In an online course,

  • … you can introduce your students to peers on the other side of the world and watch them work together.
  • … students can rewind your lecture and listen to it again (especially the tricky parts that you might have to repeat a few times in a face-to-face class before it made sense).
  • … you can see otherwise introverted students shine on discussion boards.
  • …students can determine the pace of materials. (Students won’t get bored if you’re moving too slowly, or frustrated if you move too quickly.)
  • … you can provide quick, private feedback if a correction needs to be made.
  • … you can often reuse content from quarter to quarter. (Once you get that introductory presentation done for your 101 course, you may never have to deliver it again. You can just transfer it to your next online class and spend your energy on interacting more with your students.)

Rubrics? Really?

Yes, really.

Use rubrics, and use them often.

Even you, Mr. Chips.

Whether you teach creative writing online, environmental science in a hybrid setting, or computer programming face-to-face, use rubrics.

Please.

For the students’ sake.

Everyone will tell you that grading will be easier and faster with a rubric. I don’t care about that, though it may be true.

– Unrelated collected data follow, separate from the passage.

Issue #10703, opened 2023-10-12
windows terminal tab title not restoring after a command execution


sibouras:
### Describe the bug

some programs like `npm`, `lazygit`, `stylua` change the title after executing and after executing the title should be restored like in powershell or cmd, but in nushell the title doesn't restore to its previous state.

### How to reproduce

npm help

### Expected behavior

the title should be restored after the command is finished executing

### Screenshots

https://github.com/nushell/nushell/assets/64098483/9052e459-d3c6-4929-93b1-615c101eba62

### Configuration

| key                | value                                          |
| ------------------ | ---------------------------------------------- |
| version            | 0.85.0                                         |
| branch             |                                                |
| commit_hash        | a6f62e05ae5b4e9ba4027fbfffd21025a898783e       |
| build_os           | windows-x86_64                                 |
| build_target       | x86_64-pc-windows-msvc                         |
| rust_version       | rustc 1.70.0 (90c541806 2023-05-31)            |
| rust_channel       | 1.70.0-x86_64-pc-windows-msvc                  |
| cargo_version      | cargo 1.70.0 (ec8a8a0ca 2023-04-25)            |
| build_time         | 2023-09-19 19:00:31 +00:00                     |
| build_rust_channel | release                                        |
| allocator          | mimalloc                                       |
| features           | default, sqlite, trash, which, zip             |
| installed_plugins  | gstat, query, query json, query web, query xml |

fdncred:
correct, there is no code to restore a tab title. that may be something good to add.

sibouras:
the current title with shell integration is quite long in a nested directory that it doesn't show the last directory name, so setting a custom title with only the name you want is useful

sibouras:
with shell integration = true, wouldn't it override the custom title that you set when you enter a new command, this issue is about restoring the custom title after running a command like `npm help`

paulie4:
I'm not sure what you are saying. Are you saying that it is currently working correctly (i.e. the title currently does restore), but it's possible that #6388 could be implemented in a way that breaks this functionality again? If that's what you are saying, couldn't we reopen this issue if that happens? Although, I would hope that whoever implements #6388 would do it in such a way that the custom title is not blown away when another command runs.

sibouras:
> I'm not sure what you are saying. Are you saying that it is currently working correctly (i.e. the title currently does restore)

currently with shell integration = false, it does not restore
currently with shell integration = true, it does restore but the title is too long that it is unusable

[...]

PR #14814, opened 2025-01-13
gh-6388: add new built-in command `title`

### LINKED ISSUE #6388: New buit-in command: "title"
### Related problem

I am trying to easily set the name of the window but it's complicated within Nu.

- Windows' CMD.exe can do it simply with the built-in [`title`](https://ss64.com/nt/title.html) command.
- Powershell too with `$host.UI.RawUI.WindowTitle = "My Custom Title"`

Like Windows' CMD.exe built-in [`title`](https://ss64.com/nt/title.html) command:

```sh
> title "My custom window title"
```

```sh
# With shell integration disabled
> def-env title [title_str] { $"(ansi title)($title_str)(ansi st)" }
# then
> title "My custom title"
```
But it only works with `shell_integration: false` in Nu config.

See #6359

paulie4:
this PR should close #6388 (and should be a better resolution for #10703)

# Description
Add a new built-in command called `title`.

NOTE: I copy and pasted code from various places in the `nushell` code base, so I hope I am following the preferred coding standards (of course, running `cargo clippy --workspace -- -D warnings -D clippy::unwrap_used` also helped clean things up).

# User-Facing Changes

Don’t get hung up on the rubric design (grid or checklist?) or the style (analytic or holistic?) or the point system (how many points does one deduct for misspelling Glasnost?) In fact, forget the point tally, even. Scrap all of that for now.

Students, especially online students, want more feedback. And you’re probably not giving them enough.

One of the highlights of DOTS is when a group of students joins us for Q&A with the faculty. Professors have the opportunity to ask real live students what it’s like, what it’s really like, to take college courses online. And they get (mostly) straight answers. This week, I listened to one student lament that none of her recent online instructors gave her feedback until the very end of term. None?

What?

Moral of the story: use rubrics in your online courses. Start now. Believe it or not, “A” students want to know what they can do to improve. “D” students want to know what they are doing well (did I get nothing right?). If you aren’t doing a good job at telling them what’s working and what’s not, let your rubric do the talking.

That said, rubrics aren’t meant to replace written and/or verbal feedback. On the contrary, if you are one of the instructors who already provides ample, personalized feedback to students, please use a rubric in addition to your written and verbal feedback. That will not only keep your “human element” intact but also fill in any gaps that the rubric might not address.

I’ve heard a few groans when talking about this stuff. One professor, who shall remain nameless, responded to my prompt about rubrics with “Yeah, I use a rubric alright. It looks like this: [expletive] or not [expletive].” Funny, yes, but exactly my point!

Among other things, rubrics help instructors get clear on:

  1. the learning objectives for each assignment;
  2. how to classify above average, average, and below average work;
  3. what each student’s strengths and weaknesses are;
  4. what an entire class’s strengths and weaknesses are; and
  5. whether an assignment’s given instructions are clear or not.

What professor, in what field, should not be concerned with all of the above?

Perhaps you can come up with a wily response to that question—some kind of probe into what learning environments could, should, and/or shouldn’t be. But you, the instructor, can be as creative as you want to be when constructing a rubric. Go completely off the grid if you so desire. Include your students in the creation of the rubric! (Talk about a great way to encourage them to take ownership of their learning goals.) But no matter the approach you choose, prepare to spend some time designing and writing a rubric. Count on at least a few drafts and test drives. Use your learning objectives as your guide. Run your rubric by your instructional technology liaison. Check it against the “Rubric for Rubrics.” Eventually you will have a solid vehicle for feedback, and you’ll be able to drive that baby into the virtual sunset. With Mr. Chips.